Oxidative modulation of voltage-gated potassium channels.

作者信息

Sahoo Nirakar, Hoshi Toshinori, Heinemann Stefan H

机构信息

1 Department of Biophysics, Center for Molecular Biomedicine, Friedrich Schiller University Jena and Jena University Hospital , Jena, Germany .

出版信息

Antioxid Redox Signal. 2014 Aug 20;21(6):933-52. doi: 10.1089/ars.2013.5614. Epub 2013 Oct 26.

Abstract

SIGNIFICANCE

Voltage-gated K+ channels are a large family of K+-selective ion channel protein complexes that open on membrane depolarization. These K+ channels are expressed in diverse tissues and their function is vital for numerous physiological processes, in particular of neurons and muscle cells. Potentially reversible oxidative regulation of voltage-gated K+ channels by reactive species such as reactive oxygen species (ROS) represents a contributing mechanism of normal cellular plasticity and may play important roles in diverse pathologies including neurodegenerative diseases.

RECENT ADVANCES

Studies using various protocols of oxidative modification, site-directed mutagenesis, and structural and kinetic modeling provide a broader phenomenology and emerging mechanistic insights.

CRITICAL ISSUES

Physicochemical mechanisms of the functional consequences of oxidative modifications of voltage-gated K+ channels are only beginning to be revealed. In vivo documentation of oxidative modifications of specific amino-acid residues of various voltage-gated K+ channel proteins, including the target specificity issue, is largely absent.

FUTURE DIRECTIONS

High-resolution chemical and proteomic analysis of ion channel proteins with respect to oxidative modification combined with ongoing studies on channel structure and function will provide a better understanding of how the function of voltage-gated K+ channels is tuned by ROS and the corresponding reducing enzymes to meet cellular needs.

摘要

意义

电压门控钾离子通道是一大类钾离子选择性离子通道蛋白复合物,在膜去极化时开放。

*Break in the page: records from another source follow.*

PR #289, opened 2022-07-18
[HINTS] Set add hint

Juan-M-V:
# Set add hint implementation

## Description
Implements hint set_add: https://github.com/starkware-libs/cairo-lang/blob/2abd303e1808612b724bc1412b2b5babd04bb4e7/src/starkware/cairo/common/set.cairo#L34-L45

## Checklist
- [x] Unit tests added


src/vm/vm_memory/memory.rs
```diff
@@ -113,6 +113,20 @@ impl Memory {
...
+        size: usize,
+    ) -> Result<Vec<Option<&MaybeRelocatable>>, MemoryError> {
+        let mut values = Vec::new();
+
+        for i in 0..size {
+            values.push(self.get(&addr.add_usize_mod(i, None))?);
+        }
+
+        Ok(values)
+    }
```
Oppen, line 129: I'd much rather have an iterator return elements one by one. But even if we keep it this way, you should probably do it like this:
```suggestion
    pub fn get_range(
        &self,
        addr: &MaybeRelocatable,
        size: usize,
    ) -> Result<Vec<Option<&MaybeRelocatable>>, MemoryError> {
        let addr = if let RelocatableValue(addr) = addr {
            addr
        } else {
            return // some error; we'll write a helper eventually
        }
        let segment = self.data[addr.segment_index];
        let (i, n) = (addr.offset, addr.offset + size);
        if n > segment.len() {
            return // some error
        }
        Ok(Vec::from(segment[i..n]));
    }
```
It's fine to access `data` from within the `memory` module. The problem is only if we do it from the outside.

src/vm/hints/set.rs
```diff
@@ -139,80 +39,72 @@ pub fn set_add(
...
+                .as_any()
+                .downcast_ref::<RangeCheckBuiltinRunner>()
+                .ok_or(VirtualMachineError::NoRangeCheckBuiltin)?;
+            let elm_size = if let MaybeRelocatable::Int(ref elm_size) = maybe_rel_elm_size {
+                if elm_size.is_zero() {
+                    return Err(VirtualMachineError::ValueNotPositive(elm_size.clone()));
+                }
+                elm_size
+                    .to_usize()
+                    .ok_or_else(|| VirtualMachineError::ValueNotPositive(elm_size.clone()))?
```
Oppen, line 57: This could also mean you passed a negative number.

src/vm/hints/set.rs
```diff
@@ -139,80 +39,72 @@ pub fn set_add(
...
+                    set_end_ptr.clone(),
+                ));
             }
-            Err(VirtualMachineError::NoRangeCheckBuiltin)
+
+            let set_span = set_end_ptr.sub(set_ptr, &vm.prime)?;
+            // sub method always returns a MaybeRelocatable::Int
+            let range_limit = if let MaybeRelocatable::Int(ref range_limit) = set_span {
+                range_limit
+                    .to_i32()
```
Oppen, line 80: Shouldn't this be `to_usize`? Either that or you're returning the wrong error.

src/vm/hints/set.rs
Juan-M-V: I can't find the code but to_usize [returns None](https://play.rust-lang.org/?version=stable&mode=debug&edition=2021&gist=3ca52cc031a19f887154c56a6f2c57ab) if the given BigInt is negative

src/vm/hints/set.rs
Juan-M-V: resolved: https://github.com/lambdaclass/cleopatra_cairo/pull/289/commits/6463e1761b015ebf6c0c867d02673a7aaf105dda

src/vm/vm_memory/memory.rs
Juan-M-V: I can't resolve this trivially. Do you think I can change this in a different PR and make a proper iterator?

Oppen: OK.

src/vm/hints/set.rs
Oppen: Exactly. But it also returns `None` if it's greater than `usize::MAX`, [doesn't it](https://play.rust-lang.org/?version=stable&mode=debug&edition=2021&gist=3ca52cc031a19f887154c56a6f2c57ab)?
The error message is not considering that case.

Juan-M-V: resolved: https://github.com/lambdaclass/cleopatra_cairo/pull/289/commits/4f77a8115240fada313453bcdccd79776a81675b

Oppen: I meant "too big" :facepalm:

src/vm/hints/set.rs
```diff
@@ -0,0 +1,460 @@
...
+            )
+            .expect("Unexpected memory insert fail");
+        vm.memory
+            .insert(
+                &MaybeRelocatable::from((2, 0)),
+                if let Some(rel) = elm_a {
+                    rel
+                } else {
+                    &elm_a_default
+                },
```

这些钾离子通道在多种组织中表达,其功能对众多生理过程至关重要,尤其是对神经元和肌肉细胞。活性氧(ROS)等活性物质对电压门控钾离子通道的潜在可逆性氧化调节是正常细胞可塑性的一种促成机制,可能在包括神经退行性疾病在内的多种病理过程中发挥重要作用。

最新进展

使用各种氧化修饰方案、定点诱变以及结构和动力学建模的研究提供了更广泛的现象学和新出现的机制见解。

关键问题

电压门控钾离子通道氧化修饰功能后果的物理化学机制才刚刚开始被揭示。对于各种电压门控钾离子通道蛋白特定氨基酸残基氧化修饰的体内记录,包括靶点特异性问题,在很大程度上尚不存在。

未来方向

对离子通道蛋白进行关于氧化修饰的高分辨率化学和蛋白质组学分析,并结合正在进行的通道结构和功能研究,将能更好地理解电压门控钾离子通道的功能是如何通过活性氧和相应的还原酶进行调节以满足细胞需求的。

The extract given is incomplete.